Our desired destination was Pump Peak, which is located past the top of the ski lift, about mid-way to Mount Seymour. I hiked up the ski lift towards Pump Peak once in the summer on my way to Elsay Lake and I snowshoed to Brockton Point the previous winter during my avalanche training course. But it was pouring rain and foggy on that occasion, so I didn’t remember too much about the trek. It’s about 7km out and back to Pump Peak and we were planning to have breakfast at the top.


It’s a big of a slog to snowshoe up to Brockton Point, which is at the top of the ski lift. The snowshoe trail runs parallel to the ski run, but never connects. It’s a wide trail and it’s a pretty stead uphill trek, but boy is it beautiful! The weather blessed us on our visit and it was a gorgeous blue sky day with several inches of fresh powder from the day before. Once you get up to Brockton Point, there are beautiful views in all directions and you can see both out to the backcountry and down to Vancouver.

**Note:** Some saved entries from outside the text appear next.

PR #1094, opened 2025-09-23
bug(CART-CPC-1501): prevent infinite cart fetch loop

shawn-nabizada:
**JIRA:** [link](https://champlainsaintlambert.atlassian.net/browse/CPC-1501?atlOrigin=eyJpIjoiNDY0ODBmNmI5YWNjNGE5MTk0ZTM0ZDZjZmFkNTE2NDYiLCJwIjoiaiJ9)
## Context:
This ticket solves an infinite loop request to the api-gateway. This ticket is important because the loop was flooding the backend with repeated requests, generating infinite logs in the console and consuming unnecessary resources, which could impact performance and make debugging much harder.
No!
## Changes
Only file UserCart.tsx was affected, and in the file I:
- Refactored useEffect dependencies to avoid repeated backend requests
- Moved cart item count update to a separate effect
- Fixed TypeScript errors with updateCartItemCount
- Ensured wishlistUpdated is only reset after fetch
## Does this use the v2 API?:
PR uses v2 API, the file I modified had already been using v2 and I didn't touch it.
No
No new UI changes.


elPerax (approved):
Looks good to me. The change cleanly fixes the infinite fetch loop by limiting the effect dependencies to cartId and wishlistUpdated, and separating the cart count update into its own effect on cartItems. That way the count updates without re-triggering the fetch. The logic is straightforward and the code is easy to follow. So I approve it.

2333476 (approved):
This change looks good and should effectively prevent the infinite cart fetch loop.

PR #1097, opened 2025-09-23
but(VIST-1397): fix api calls in vist

anvsult:
**JIRA:** https://champlainsaintlambert.atlassian.net/browse/CPC-1397
## Context:
Most api calls on the visits frontend are hardcoded and don't work on the deployed version.
These should be using the shared axios instance.

## Changes

The following changes are supposed to fix the api endpoints not working on the deployed version because they now all use the shared axios instance. The changes only affect the visits service.

- Most changes are there to use the axios instance and specify the api version.

- getEmergencyVisit.ts
This file was renamed to getEmergencyVisitsByOwnerId.ts to make its purpose more clear

- deleteReview.ts
This function was moved to its own file because it was manually implemented in multiple other files

- getReview.ts
This function was moved to its own file because it was defined in the editReview.ts file 

- VisitsListTable.tsx
Some logic refinement was done on this file to make it work with the newly implemented axios instance

## Does this use the v2 API?: Yes
This PR uses V2 for some api endpoints because those endpoints did not work with the V1 version

This PR does not affect the UI

## Dev notes (Optional)
Nothing to be noted

No linked pull requests


MattysLeduc (approved):
The shared axios instance is consistently used across all endpoints. API versioning is explicitly specified, with v1 preferred and v2 only applied where breaking changes are required. Error handling with try-catch blocks is implemented where needed. All URLs now rely on environment variables, with no hardcoded values or manual concatenation.

isaacwallace123:
Maybe fix the title of the PR.... "but" --> "bug"?

jeremy-misola:
but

If you’re looking for an easier day, I recommend just stopping at Brockton Point, which is about 4-4.5km round trip from the parking lot and has awesome views. We continued on towards Pump Peak, which is easily visible from Brockton Point. The trail descends from Brockton to do a bit of a round about of Pump Peak to climb up from the the back. We started down towards it, but as we snowshoed, we checked the time and realized we might not have quite as much time as we needed. We weren’t really that slow, but we weren’t super fast either. We only had a day pass for the morning and Carolyn’s puppy Jasper was home alone, so we wanted to be back down to the car for noon.


We could have pushed on to Pump Peak, but we would have had to turn around immediately upon getting there, so we decided to stop at another random viewpoint along the trail instead. We’d all brought our stoves to make breakfast and the views were gorgeous all along the ridge, so we didn’t mind missing out on the peak. Me and Seth made oatmeal, Carolyn and Steve made breakfast sandwiches, and Brandon outshined us all with mountaintop dim sum! It was a warm enough day with the sun shining down on us and we liked having a long relaxing break in the snow instead of rushing back.

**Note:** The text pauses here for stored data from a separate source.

PR #1099, opened 2025-09-24
feat(INVT-CPC-1493): add more quantity to inventory supply

CunninghamLi:
**JIRA:**
https://champlainsaintlambert.atlassian.net/browse/CPC-1493?atlOrigin=eyJpIjoiMWRlNTRiNjNiNjU4NDJlZmJkOGQ4NmJlMTU4YTNjOWIiLCJwIjoiaiJ9
## Context:
This change addresses ticket INVT-CPC-1493. The goal of the ticket is to allow inventory managers to increase the quantity of an existing supply item directly from the inventory list so that stock levels can be kept accurate when restocking. It also enforces rules to keep the inventory in check. I added an “Add Quantity” button that updates the supply quantity instantly when clicked. When inside the Edit form, the implementation rejects invalid inputs such as 0, negative values, non-numeric values, or decimals. It also enforces the business rule that the maximum quantity is 100  so no more supplies can be added once that limit is reached as well as the minimum being 1 since 0 is rejected. On success, the inventory list updates immediately with the new total so that the user sees the result right away.
No.
## Changes
Added an “Add Quantity” button in the inventory products table.
Implemented logic to increment the supply quantity by +1 while enforcing validation rules (no negative, zero, decimal, or non-numeric quantities, and enforcing the max limit of 100).
Updated the InventoryProducts.tsx component and connected it with the backend endpoint (restockProduct) through axiosInstance.

Other modules that were indirectly affected include:
ConfirmationModal (still used for delete actions, unchanged but coexists with the new button).
Shared API utilities (axiosInstance) since the new endpoint calls go through it.
CSS styles for the inventory table to ensure that the new button fits within the Actions column without breaking the layout.
Applied small error-handling improvements so that users receive feedback if the quantity update fails.

Only 2 files changed:
InvetoryProducts.tsx and InventoryProducts.css
## Does this use the v2 API?:
No.
No.
Before
image
After
image
In the edit form, here are the rules:
Quantity must be greater than 0
image
Quantity can't go above 100
image
You must enter a quantity
image
Add quantity button is non pressable and greyed out if quantity is at 100
image


christianJames24 (dismissed):
Good frontend ticket, it fixed alot of issues all in one and really helps out

OlivierGingras026 (approved):
The changes were made , and even fix an error with the 0 value in the form.

josevmorilla (approved):
Status color was re-added and quantity doesn't go over 0 or 100 with the buttons and forms. 
Good changes 👍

A few words of advice if you’re visiting Seymour – there is now a year round permit system to access the mountain. People have a lot of mixed feelings about this and I think the system has definite pros and cons, but it seems like it’s here to stay, so make sure to get your pass before visiting the mountain. Seymour Resort staff are checking for permits at the base of the mountain, so you won’t get past the gate without a permit and you won’t get past the snowshoe parking lot without a ski pass. So be prepared for a bit of a walk up from the parking lot. I recommend going early because even with the new system, parking is still a bit of a gong show.


A lot of people visit Seymour to hike Dog Mountain, which is an easier trail, but there are a lot of people recreating out to Pump Peak as well. The pass system has thinned out the trails, which is nice, but be prepared to encounter lots of snowshoers, skiers, and dogs. A lot of the trail is multi-use, but there are a few places where it branches and skiers will often take slightly different routes, so my advice as a snowshoer is to follow the trail markers.


In addition, you are entering avalanche terrain if you choose to go all the way to Pump Peak. The trail along the ski resort is in simple terrain, so you’re probably mostly okay without avalanche equipment, but eventually you will reach a sign with the avalanche danger rating. I can’t remember exactly where it is, you do get to the ridge before you hit it, but I think it may be a little bit before Brockton Point. After this point, you are leaving simple terrain and entering challenging terrain, so make sure you are familiar with avalanche hazards and take the proper equipment with you. See my post on avalanche safety for more details.


But if you’re prepared, Brockton Point/Pump Peak make for a great snowshoe adventure! I still haven’t made it to Pump Peak, which is why I titled this point Brockton Point instead, but whenever I don’t finish a trail, I just say it was because I had to leave something to come back for! So one day I’ll be back to finish this trail for real!